State Secretary of Projects and Strategic Actions of São Paulo
- In office 20 August 2021 – 5 October 2022
- Governor: João Doria (2021–2022) Rodrigo Garcia (2022)
- Preceded by: Office established
- Succeeded by: Tarcila Reis Jordão

President of the Chamber of Deputies
- In office 14 July 2016 – 1 February 2021
- Preceded by: Eduardo Cunha
- Succeeded by: Arthur Lira

National President of Democrats
- In office 26 March 2007 – 6 December 2011
- Preceded by: Jorge Bornhausen
- Succeeded by: José Agripino Maia

Personal details
- Born: Rodrigo Felinto Ibarra Epitácio Maia 12 June 1970 (age 55) Santiago, Chile
- Party: PSD (2024–present)
- Other political affiliations: PDT (1989–1998); DEM (1998–1999; 2001–2021); PTB (1999–2001); PSDB (2022–2024);
- Spouse: Patrícia Vasconcelos ​ ​(m. 2005)​
- Children: 4
- Parent(s): Cesar Maia Mariangeles Ibarra

= Rodrigo Maia =

Brazilian politician (born 1970)

Rodrigo Felinto Ibarra Epitácio Maia (born 12 June 1970) is a Brazilian politician who served as the President of the Chamber of Deputies of Brazil between July 2016 and February 2021. A member of the Brazilian Social Democracy Party since 2022, he is the son of former Rio de Janeiro Mayor Cesar Maia and was reelected five times as a congressman until 2023, when he decided to not run for a sixth term in the Chamber of Deputies. Maia was affiliated to the Democrats party, formerly PFL, from 1996 to 2021, when he was expelled from the party for criticizing the party president, ACM Neto.

== Biography ==
Rodrigo Maia was born in Chile, while his father, the former Rio de Janeiro Mayor Cesar Maia was living in exile, and was registered at the Brazilian consulate in Santiago. Maia started economics at Candido Mendes University, but did not complete the course.

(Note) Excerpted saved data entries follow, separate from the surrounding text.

PR #749, opened 2022-08-04
Docker improvements

FastLizard4:
- Add a `msgbroker` service running RabbitMQ to docker-compose
- Quote port numbers in docker-compose, as recommended by the spec
- Configure and enable XDebug in the Dockerfile for the application

Tested locally, using PhpStorm's auto-debug functionality (no configuration required; PhpStorm autodetects) and by creating an account request and observing a message enqueued in RabbitMQ (though I had to manually create the exchange, queue, and bindings in the RabbitMQ management interface).

Note that the `rabbitmq.conf` file is deliberately empty, but exists is a placeholder if we want to tweak the behavior of the RabbitMQ instance in `msgbroker`.

### DIFF
--- a/Dockerfile
+++ b/Dockerfile
@@ -20,4 +20,7 @@ VOLUME /var/www/html/errorlog
 WORKDIR /var/www/html
 COPY . /var/www/html
 
+ENV XDEBUG_CONFIG="client_host=host.docker.internal client_port=9003 discover_client_host=true"
+ENV XDEBUG_MODE="develop,debug,profile"
+
 ENTRYPOINT /var/www/html/docker/entrypoint.sh
--- a/docker-compose.yml
+++ b/docker-compose.yml
@@ -7,13 +7,14 @@ services:
     volumes:
       - .:/var/www/html/
     ports:
-      - 8080:80
+      - "8080:80"
     depends_on:
       - database
+      - msgbroker
   database:
     image: mariadb:10.3
     ports:
-      - 3306:3306
+      - "3306:3306"
     environment:
       MYSQL_ROOT_PASSWORD: waca
       MYSQL_DATABASE: waca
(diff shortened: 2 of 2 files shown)


stwalkerster:
> I had to manually create the exchange, queue, and bindings in the RabbitMQ management interface

I think the default exchange (the empty string) is a "direct" exchange with automatic bindings to queues with the name specified in the message routing key. I wonder if we can configure a startup script within the rabbit container to automatically create the objects we need for the default configuration - it might just be a queue named for the default notification target for the default domain?

I also can't remember how the default configuration works in the container; it'd be really nice if all of this works out-of-the-box. But all of this is nice-to-haves separate from this PR 😄

stwalkerster (approved):

FastLizard4:
> I think the default exchange (the empty string) is a "direct" exchange with automatic bindings to queues with the name specified in the message routing key. I wonder if we can configure a startup script within the rabbit container to automatically create the objects we need for the default configuration - it might just be a queue named for the default notification target for the default domain?

Yeah, there's a way to pass in queues via the configuration to be created at startup if they don't exist (through a `definitions.json` file that'd be trivially easy to add alongside `rabbitmq.conf`). That being said, it looked like during my testing that the default routing key is `1`; is that expected?

> I also can't remember how the default configuration works in the container; it'd be really nice if all of this works out-of-the-box. But all of this is nice-to-haves separate from this PR 😄

Yeah, the default configuration probably wouldn't work because it needs the database credentials and the container names instead of `localhost` for connecting to the DB and MQ instances (though admittedly I haven't tried it, I just made the changes locally right off the bat). My initial thinking is we could have a Docker-specific `config.local.inc.php` in the `docker` folder that gets moved into place when the application container is started if you don't already have a config file. I'll come back to all this after addressing the code review backlog!

stwalkerster:
A default routing key of 1 really doesn't matter. It's meaningless to the ACC tool, as it's the MQ infrastructure and ultimately Helpmebot itself which deals with what the different routing keys mean. 

In Helpmebot, [there is a way to map arbitrary strings to channel names](https://github.com/helpmebot/helpmebot/blob/master/src/Helpmebot.AccountCreations/Configuration/account-creations.yml#L8), but if the routing key isn't specified in the map, [it'll default to being the real target of the message](https://github.com/helpmebot/helpmebot/blob/master/src/Helpmebot.AccountCreations/Services/MqNotificationService.cs#L142-L146). Helpmebot stores the list of acceptable channels in RabbitMQ by [reading from a queue](https://github.com/helpmebot/helpmebot/blob/master/src/Helpmebot.AccountCreations/Services/MqNotificationService.cs#L63-L87) which is [only bound on the allowed routing keys](https://github.com/helpmebot/helpmebot/blob/master/src/Helpmebot.AccountCreations/Services/MqNotificationService.cs#L105-L119)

In 1990, before starting a career in politics, he worked for Banco BMG and then Banco Icatu. From 1997 to 1998, Maia was Municipal Secretary of the Mayor of Rio de Janeiro.

In April 2012, he won the title of citizen of the State of Rio de Janeiro.

Since february 2023, Rodrigo Maia has been the CEO of the National Confederation of Financial Institutions named Fin.

With a long-standing career in the public sector, he served six consecutive terms as a federal congressman representing the state of Rio de Janeiro and was Speaker of the House of Representatives from 2016 to 2020, becoming the longest-serving Speaker in the history of the Chamber.

On 14 June 2021, the National Executive of the Democrats decided to expel Maia from the party, after conflicts between the party and the former President of the Chamber.

==Personal life==
Maia married lawyer Vanessa Rahal Canado on 27 September 2025. He is the father of five children (Ana Luisa, Ana Beatriz, Maria Antonia, Rodrigo and Felipe).

== Operation Car Wash ==
Rodrigo Maia's name appears in Operation Car Wash. According to the Brazilian weekly magazine Epoca, he exchanged text messages with contractor Léo Pinheiro, from Grupo OAS regarding electoral donations. On 8 February 2017, Jornal Nacional reported that the Federal Police investigation had concluded that there were signs of passive corruption and money laundering. The investigation began with text messages exchanged between Leo Pinheiro and Maia. He is accused of providing "political favors" and defending OAS interests in Congress in 2013 and 2014. According to the Federal Police, Maia helped OAS by introducing an amendment to the provisional measure that created rules for regional aviation. Investigators believe that Maia asked the contractor for $1 million reais in electoral donations in 2014 (this money was officially given to Cesar Maia, Rodrigo Maia's father, campaign) and that this transfer was an attempt to hide the real origin of the money. Maia has denied any involvement. Given Maia's privilege as congressman, deciding whether to open investigations against him will be the responsibility of the federal Public Prosecutor's Office.

In August 2019, Brazil's Federal Police found evidence of corruption and money laundering related to Rodrigo Maia. The federal police sent a final report on the investigation to the supreme court.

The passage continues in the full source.